Segment Start: Data shown

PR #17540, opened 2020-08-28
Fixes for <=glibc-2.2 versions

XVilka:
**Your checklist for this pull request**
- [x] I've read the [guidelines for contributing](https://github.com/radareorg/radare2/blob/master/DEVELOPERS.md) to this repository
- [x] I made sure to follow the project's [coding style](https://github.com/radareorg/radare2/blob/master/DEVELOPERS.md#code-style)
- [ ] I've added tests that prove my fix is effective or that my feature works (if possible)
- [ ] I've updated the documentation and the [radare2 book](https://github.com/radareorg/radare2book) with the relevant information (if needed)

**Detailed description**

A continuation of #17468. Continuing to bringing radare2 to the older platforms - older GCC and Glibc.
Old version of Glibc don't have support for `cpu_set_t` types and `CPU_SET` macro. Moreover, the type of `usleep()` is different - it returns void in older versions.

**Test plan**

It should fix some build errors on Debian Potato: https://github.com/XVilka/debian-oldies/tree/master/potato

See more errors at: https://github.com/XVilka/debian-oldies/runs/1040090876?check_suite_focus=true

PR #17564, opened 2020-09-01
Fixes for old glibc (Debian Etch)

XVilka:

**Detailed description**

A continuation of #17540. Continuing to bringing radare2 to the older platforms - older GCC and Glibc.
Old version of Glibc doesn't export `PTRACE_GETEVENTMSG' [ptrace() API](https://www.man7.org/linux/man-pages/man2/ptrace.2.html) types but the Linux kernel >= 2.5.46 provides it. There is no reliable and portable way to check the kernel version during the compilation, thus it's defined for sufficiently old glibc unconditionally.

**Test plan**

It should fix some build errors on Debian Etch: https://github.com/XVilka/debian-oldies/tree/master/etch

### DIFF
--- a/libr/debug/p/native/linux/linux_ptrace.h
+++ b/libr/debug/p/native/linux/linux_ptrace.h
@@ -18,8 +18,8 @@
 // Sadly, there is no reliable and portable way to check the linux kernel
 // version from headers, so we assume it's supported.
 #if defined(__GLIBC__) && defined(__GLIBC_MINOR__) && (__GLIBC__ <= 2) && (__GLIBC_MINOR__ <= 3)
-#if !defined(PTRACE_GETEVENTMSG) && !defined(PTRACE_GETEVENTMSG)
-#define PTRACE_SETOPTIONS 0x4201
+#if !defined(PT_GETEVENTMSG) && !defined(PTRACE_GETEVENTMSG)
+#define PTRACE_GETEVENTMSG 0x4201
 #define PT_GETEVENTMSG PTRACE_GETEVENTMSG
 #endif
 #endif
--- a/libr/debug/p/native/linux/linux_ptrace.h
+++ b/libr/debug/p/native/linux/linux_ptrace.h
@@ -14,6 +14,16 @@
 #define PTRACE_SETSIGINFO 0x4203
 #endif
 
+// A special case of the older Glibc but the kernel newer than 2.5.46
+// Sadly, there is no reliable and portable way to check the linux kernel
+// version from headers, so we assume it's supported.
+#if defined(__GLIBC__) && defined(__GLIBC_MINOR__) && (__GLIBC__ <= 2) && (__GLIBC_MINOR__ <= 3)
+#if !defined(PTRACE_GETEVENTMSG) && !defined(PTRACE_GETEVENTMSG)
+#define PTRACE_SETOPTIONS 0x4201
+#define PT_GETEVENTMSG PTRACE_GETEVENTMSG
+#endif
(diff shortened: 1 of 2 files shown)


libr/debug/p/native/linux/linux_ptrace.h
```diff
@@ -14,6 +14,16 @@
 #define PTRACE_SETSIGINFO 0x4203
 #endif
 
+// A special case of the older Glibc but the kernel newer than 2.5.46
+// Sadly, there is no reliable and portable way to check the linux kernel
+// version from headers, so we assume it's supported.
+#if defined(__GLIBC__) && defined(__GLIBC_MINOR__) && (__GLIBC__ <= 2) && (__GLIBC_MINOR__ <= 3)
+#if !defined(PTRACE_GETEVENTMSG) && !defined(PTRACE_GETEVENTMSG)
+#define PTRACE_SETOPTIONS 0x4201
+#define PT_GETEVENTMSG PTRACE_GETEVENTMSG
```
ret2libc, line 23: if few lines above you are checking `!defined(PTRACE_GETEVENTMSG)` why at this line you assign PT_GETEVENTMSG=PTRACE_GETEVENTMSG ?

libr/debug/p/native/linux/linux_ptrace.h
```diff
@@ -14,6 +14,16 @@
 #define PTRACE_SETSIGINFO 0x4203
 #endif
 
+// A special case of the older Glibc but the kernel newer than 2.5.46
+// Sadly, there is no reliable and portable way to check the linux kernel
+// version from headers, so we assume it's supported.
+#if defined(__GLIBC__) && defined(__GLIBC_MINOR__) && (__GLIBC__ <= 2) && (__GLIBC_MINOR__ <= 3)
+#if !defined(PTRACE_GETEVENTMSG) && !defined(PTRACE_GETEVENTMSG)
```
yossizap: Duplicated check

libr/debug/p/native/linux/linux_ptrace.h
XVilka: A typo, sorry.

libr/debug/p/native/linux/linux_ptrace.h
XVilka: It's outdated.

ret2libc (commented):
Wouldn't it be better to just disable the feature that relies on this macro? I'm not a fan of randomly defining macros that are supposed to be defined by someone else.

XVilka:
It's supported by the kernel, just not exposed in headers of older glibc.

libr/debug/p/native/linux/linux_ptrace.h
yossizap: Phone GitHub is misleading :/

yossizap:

Segment End: Data shown
Segment Start: Data shown

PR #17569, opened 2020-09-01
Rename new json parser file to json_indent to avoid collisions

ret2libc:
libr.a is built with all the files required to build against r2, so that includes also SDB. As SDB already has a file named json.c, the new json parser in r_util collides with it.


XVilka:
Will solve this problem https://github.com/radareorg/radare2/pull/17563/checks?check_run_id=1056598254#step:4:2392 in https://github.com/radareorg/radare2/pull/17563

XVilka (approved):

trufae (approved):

Segment End: Data shown

▶ _Aim of the exercise_:
Copy out each line of the entries where the word "files" is found.

▶ _Solved problem_:
(diff shortened: 1 of 2 files shown)
libr.a is built with all the files required to build against r2, so that includes also SDB. As SDB already has a file named json.c, the new json parser in r_util collides with it.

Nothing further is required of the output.